Thursday 12 August 2010

gluing cross tubs



VIDEO UPDATE 2014:





Original post:

It's that time again. Gluing time. Tub devotees are either re-gluing old tubs or gluing up fresh ones. Helping friend and tub newcomer Stef the other night with his quartet of new Rhinos on handbuilt old school rims was a joy - passing on a skill that many baulk at for its mess and difficulty.

Well, we only got a little glue on ourselves and none on the sidewalls, so it was a pretty neat job really. I did the first and Stef got stuck in (sic) on the second and third. I sent him home, ready to fly solo on the last.

So to all of you thinking about it, or fretting about it, read on. I posted the following back in August 2008 but it is still relevant now. I have updated a few of points from then but the basis is still, and will continue to be the same.




Opinions on gluing cross tubs are as numerous as conspiracy theories for 9/11. I have had a few requests on how to do it, so thought it might be a timely point in the seasons preparation to put some thoughts down.

There is no hard and fast method that one has to use, though most of the accepted methods overlap in many areas. In the end it's best to use what works for you - if you have confidence in what you have done, it will save time on the course and avoid skin-threatening moments.

For a great insight from a Euro pro racer, Greg Raine, scroll down for post entitled Sticky Fingers

Stu Thornes' (CyclocrossWorld.com) Belgian method – this is slightly more controversial as some people suggest that no Euro/Belgian mechanics are doing this. Either way it is fast and the tires seem to stay on very well (from personal experience)

My method is set out below and is adapted from Simon Burney’s book as well as advocated by Richard Niewhus who owns and makes Dugast:

1. Lightly sand new carbon rims/lightly sand and clean old rims

2. Put new tub on old tub rim , inflate and leave for a few days to stretch. DO NOT inflate above 50 psi or it may explode. I have heard horror stories about people using 90 psi and wondering why their new Dugasts went pop – they are not designed to run much over 50 psi! While stretching, apply Aquaseal or SeamGrip to proof and protect the sidewalls. DO NOT miss this out - yout tubs will rot and look tatty very quickly. It may not work so well on non Dugast and FMB eg Grifo with a different material for the sidewall to the tub.

3. 1 thinnish layer of glue on rim (Vittoria or Continental) – leave overnight

4. 1 more thinnish layer of glue – leave overnight. Ideally do 1 more layer as well to be sure – leave at least 8 hours to dry as always. That's 3 layers.

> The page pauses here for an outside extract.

PR #113, opened 2020-06-19
additional MUR modifier and extra condition

xcoulon:


xcoulon:
> Looks good. But since you are modifying some existing test assertions make sure you don't break any existing unit tests in both operators.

5. Put 1 layer of glue on base tape allowing it to soak in as much as poss. When dry after an hour or so put back on old rim to keep stretched. Leave 8 hours again to cure.

6. When you have done all this (phew) then you are ready to assemble – put a final layer on base tape (no more than 2 as it stiffens the tape too much) followed by a final layer (thickish) on rim. Be generous and concentrate on the edges. You glue the base layer first and let it tack up while you glue the rim, as it creates less mess handling the tub and is easier to center the tub on a wet glued rim. Leave no more than 5 mins max and put tire on rim.

Careful – check the tread direction on the back wheel BEFORE you put it on as you do not want to take off again. Place valve in valve hole, and pull either side of tire outwards before settling on rim. Dont put the bare sticky rim down on your floor or carpet - aside from any grief you might get about this, you can get dirt or fluff that will compromise the bond. Check valve is not twisted to side.

Continue to pull tire on rim trying not to get glue all over you and all over side wall. If it has been stretched enough and taken off rim at last minute then this should not be too much of a struggle. I use feet without shoes to hook toes over bottom of rim whilst pulling tire on at the opposite side. Centre tub gently and bit by bit, so base tape is evenly visible around the rim on both sides.

7.Now inflate to 40 psi or so and roll tire with weight across floor to help push tire onto rim. You can also roll the deflated tub gently along the length of a broom or mop handle. Take care not to squish the tire off centre. The edges are where the tire sticks, not so much the centre so always glue the edges well and pay them attention. Leave at least 24 hours before riding.

Done. It is not as bad as it sounds once you have done it a couple of times and got well organized. Time and patience are the key and I have not rolled tires that have been glued on with multiple layers over several days and with love and attention.

Reward yourself with a Duvel, Vedett, Chimay or similar Belgian brew. Always more fun with a Euro cross race playing on DVD in the background.

Note: I won't be taking responsibility if your lovingly glued tubs come off at any point. Check them yourself before riding each time.

1 comment:

Thom Kneeland said...

I always like to let the second coat of glue on the tire dry up a bit and put it on the stretching rim while I put the last layer on the rim. I leave it on and inflated until I'm absolutely ready to put the tire on the wheel. A quick deflate and then I remove it from the stretching rim and it immediately goes onto the glued rim. I find by doing that it is super easy to go onto the wheel since the base tape doesn't have the ability to shrink back up as it dries.